It's one of my favorite systems of all time.
Guardian heroes fucking rules on it!

My friend went to korea and picked up a mint one for $35, and he says there's a lot of 'em there. Plus it's the sleek white japanese version, not the crap black one.


----------



## All_¥our_Bass (Nov 22, 2008)

Zepp88 said:


> Looks like the 3DO holds that position, but I guess that depends on what you consider 3D, since the SNES got very close.


 
Okay, so I was wrong. I didn't know about the 3DO until oyu mentioned it here. Also by 3D I mean polygons with the baility to do adjustable camera angles, not like (early)racing games, or Doom, or the fixed perspective of StarCraft or Sonic 3D blast. Not saying these games are bad, just that they aren't 3D in the "simlar-to-the-world-around-us" sense.

Also don't bring up that it's displayed on a flat(or relatively so) screen.



The Atomic Ass said:


> Anybody know the cheat code for the lesbian sex scene?


 
  

Lesbian sex scenes are fucking metal!! 




Hey DDDorian, what's better about Megaman 8 on the Saturn? I have and love the PS1 version, so I'm wondering what's up with the Saturn one.


----------



## Zepp88 (Nov 22, 2008)

I don't know if the 3DO did true 3D in that sense, as I haven't had the pleasure to play one, but it seems like it could have done that.


----------



## sami (Nov 24, 2008)

Proud Saturn owner here!! I've got the Pro Action Replay cart and an ST Key.

I currently have:
DAYTONNAAAAAAAAAAAAAAAAAAAAAAAAAAAAAAAAAAAAAAAAAAAAAAAAAA!!!!!!! *stabs self*
Street Fighter Collection (Super and Alpha 1,2, & Gold)
Street Figher Alpha 3 (JP)
Shinobi
Salamander (JP)
Thunder Force V (fucking LOVE that series)
Mortal Kombat 2 and 3
Myst
Shanghai
Puzzle Bobble
about 10 without boxes that I got from a pawn shop for $5 (can't remember the names)
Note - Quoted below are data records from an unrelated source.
Issue #545, opened 2021-07-21
Add bindings for SkSVGDOM


samizdatco:
Would it be possible to add bindings for the [`SkSVGDOM`](https://github.com/google/skia/blob/main/modules/svg/include/SkSVGDOM.h) class? Being able to parse SVG files and draw them to the canvas would be a terrific enhancement. 

See also: [SvgTool.cpp](https://github.com/google/skia/blob/main/modules/svg/utils/SvgTool.cpp) for a minimal use case.

pragmatrix:
> Being able to parse SVG files and draw them to the canvas would be a terrific enhancement.

Agreed, and as I can see from the Network graph, @triniwiz already attempted to extend the bindings, may be you can collaborate?

pragmatrix:
@triniwiz Is it possible to draw SVG files with that branch? We don't have to implement the full SkSVGDOM API (Node, etc.) for a first MVP, rendering should cover most use cases I guess.

triniwiz:
Yes it works fine for my usage passing a string or path from Android/iOS to render . One more thing I know some are a bit picky with it comes to adding dependencies since I added reqwest. It was added from my understanding that embedders need to handle those asset loading e.g images , fonts(did not tackle this one) ..etc

pragmatrix:
Bindings for SkSVGDom are available for a long time now, closing, see #681.

PR #569, opened 2021-10-13
feat: initial svg rendering

triniwiz:
Related to #545 .

I'm sharing what I wrapped up to work with [NativeScript](https://github.com/NativeScript/canvas/tree/master/packages/canvas/src-native/canvas-native) to render SVG based on [this fork](https://github.com/Vurich/rust-skia) .


pragmatrix:
Great, CI says OK on all platforms now, things that came to me mind to finish this:

Required:

- [x] Replaced reqwest by ureq to remove the openssl-sys dependency.
- [x] Move `svg::Dom` to `skia-safe/src/modules`
- [ ] Take a closer look at the `NativeDrop` implementations. Some are not needed, some may leak memory.
- [ ] Remove `Svg` prefix from the types, they are already in a module named `svg`.
- [ ] Add tests for RustStram
- [ ] Add tests for `svg::Dom`.
- [ ] Make the ureq asset downloader more robust? Add a test for download errors.
- [ ] Merge imports.
- [ ] Clarify public API surface (would prefer `crate::svg::Dom`).
- [ ] Add example rendering to the `skia-org` program.
- [ ] Update various README.md (don't forget notable contributions).

Optional:
- [ ] Consider providing `RustStream` in all builds.
- [ ] Add a render pass of all existing images to SVG and back to an image.

ctrlcctrlv:
Woah, if I am understanding this code right, it uses liberally `skia::Canvas`—does this mean that I'd be able to let users take SVG "screenshots" of MFEKglif? As in, this but in SVG format?

image

MFEKglif's use of rust-skia is extremely extensive. We use almost all parts…PathOps, all the math stuff, all the bounds stuff, the path effects, etc. And, even though you see imgui there, actually [we are drawing imgui through rust-skia](https://github.com/MFEK/imgui-skia-renderer.rlib/).

This is really cool.

pragmatrix:
@ctrlcctrlv This should already be possible with rendering to an `skia-safe::svg::Canvas` (which implements `Deref` and `DerefMut` on `skia-safe::Canvas`. This PR is about rendering an SVG file to a Canvas (the other way around).

ctrlcctrlv:
Ohh okay. Well, both are useful to me—it'd be an easy way to let users import SVG files for example. Right now I maintain https://github.com/MFEK/glif2svg and there's a fonttools script called svg2glif.py, but both those are quite clumsy compared to literally just allowing user to open SVG file. Very neat :sunglasses:

pragmatrix:
@triniwiz I am trying to figure out why this base64 option in `handle_load()` is needed. Do you have an example. It looks to me that this is something of a hack to provide resources data through base64 encoded path strings. I've tried to load the following SVG:

```svg
        <svg version="1.1"
        xmlns="http://www.w3.org/2000/svg" xmlns:xlink="http://www.w3.org/1999/xlink"
        width="128" height="128">
        <image width="128" height="128" transform="rotate(45)" transform-origin="64 64"
            xlink:href="https://www.rust-lang.org/logos/rust-logo-128x128.png"/>
        </svg>
```

and it lands in `handle_load()` with a `""` resource path, which causes `is_base64` to be set to `true`.

Also I am inclined to fully support the `skresources::ResourceProvider`, this way we don't have to add a dependency to ureq / reqwest in skia-safe and users can fully control the resource requests.

triniwiz:
Oh no, I could swore the resource path was only empty for base64 images 🤔 .

triniwiz:
Using your example I get the following logged.

```bash
resource_path "https://www.rust-lang.org/logos"
resource_name "rust-logo-128x128.png"
is_base64 false

```
 It still failed for me but after some digging I found on my end the issue was caused by me using `v.text()` with the reqwest so `v.bytes()` fixes it for me

pragmatrix:
This seems to be platform dependent, I've just tried on macOS, and there the URL gets split up as you say. On Windows the URL is in `resource_name`.

```
resource_path: ""
resource_name: "https://www.rust-lang.org/logos/rust-logo-128x128.png"
```

I've tried then to use `https://www.rust-lang.org\logos/rust-logo-128x128.png` instead, and on Windows it splits up like so:

```
resource_path: "https://www.rust-lang.org"
resource_name: "logos/rust-logo-128x128.png"
```

which means that on Windows only `\` is considered a separator for URL references, which is obviously wrong.

triniwiz:
Oh sorry I've haven't tried this on windows as it was out of my scope 😕

mpajkowski:
Hello,

what tasks need to be done to merge this feature?

triniwiz:
@pragmatrix Anything else needed for this ?

pragmatrix:
Closing in favor of #681

PR #575, opened 2021-11-01
Add feature embed-freetype

### LINKED ISSUE #570: FreeType 2.7+ required as of release 0.43.0?
It seems that a more recent version of FreeType was used for the last round of precompiled binaries which includes a call to `FT_Set_Default_Properties`. This function isn't present in versions of FreeType prior to 2.7 and is causing undefined symbol errors when run on older linux systems (in particular Debian Stretch which is still quite popular for use in Docker containers).

I'm unsure whether anything can/should be done to try to preserve backward compatibility or if this is under the control of `skia/third_party/freetype2` and we should adjust the system requirements accordingly. What do you think?

pragmatrix:
Closes #570

### DIFF
--- a/docker/linux/debian-stretch/Dockerfile
+++ b/docker/linux/debian-stretch/Dockerfile
@@ -1,0 +1,38 @@
+FROM debian:stretch-backports
+
+RUN apt-get update
+
+# Preinstall tzdata, so that it does not when installed as a transitive dependency later.
+ENV TZ=Europe/Berlin
+RUN DEBIAN_FRONTEND=noninteractive apt-get install tzdata
+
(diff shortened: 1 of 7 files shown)


ctrlcctrlv:
Awesome, thanks for this one, anything I can do to make MFEK (MFEK{glif,stroke,metadata…}) more portable is a win :-) :+1: 

I'm commenting here also so I remember to check in the morning if this branch breaks my `imgui0.8` build, since that _also_ adds support for FreeType. Hopefully the Cargo.toml's are compatible, they usually are, but if not things get nasty because Rust can't double link a C lib like it can a native lib.

PR #577, opened 2021-11-07
Update NDK to r23b

pragmatrix:
Once the containers are updated, we can try to build rust-skia with the latest Android NDK r23b.

**Update:** Reverted the containers. This is not as easy as expected, the Android NDK has changed significantly:

- [ ] Use llvm-ar instead of gnu utils ar.
- [ ] features.h not found (wrong -sysroot?)
- [ ] `-lgcc` (`libgcc.a`) not found (who refers to it?, suspicion is the `cc` crate).


pragmatrix:
Closing in favor of #704

PR #595, opened 2021-12-12
Use python 3

pragmatrix:
Experimental PR to see if python 3 can now be used to build Skia on all platforms.


pragmatrix:
I think we should take the risk and move to Python3 _now_, on Monterey it's not installed anymore. If this does not work well in practice, we'll prefer 2, but fall back to 3 in the future. So far I've seen problems only with msys on Windows.

PR #613, opened 2022-02-07
 Document `PathMeasure` API weirdness (inherited from Skia C++) (closes #600)

### LINKED ISSUE #600: `PathMeasure::length` API is confusing and poorly documented
Because a `PathMeasure` is formed from a path, it's not immediately clear that calling `length()` on the result will just return the length of the first contour.

Of course, this is also true of the C++ API, I do recognize. But, I think that `rust-skia` should consider at least documenting that you must e.g.:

man I would have to look when I get home tonight. I have several more.

I used to have all 3 Panzer Dragoons plus the soundtrack to Saga. I needed money for guitar equipment, so I ebay'd all 3 plus the soundtrack for $250.

...to this day, I'm kicking myself for selling Panzer Dragoon Saga.


----------



## DDDorian (Nov 24, 2008)

All_&#165;our_Bass;1282737 said:


> Hey DDDorian, what's better about Megaman 8 on the Saturn? I have and love the PS1 version, so I'm wondering what's up with the Saturn one.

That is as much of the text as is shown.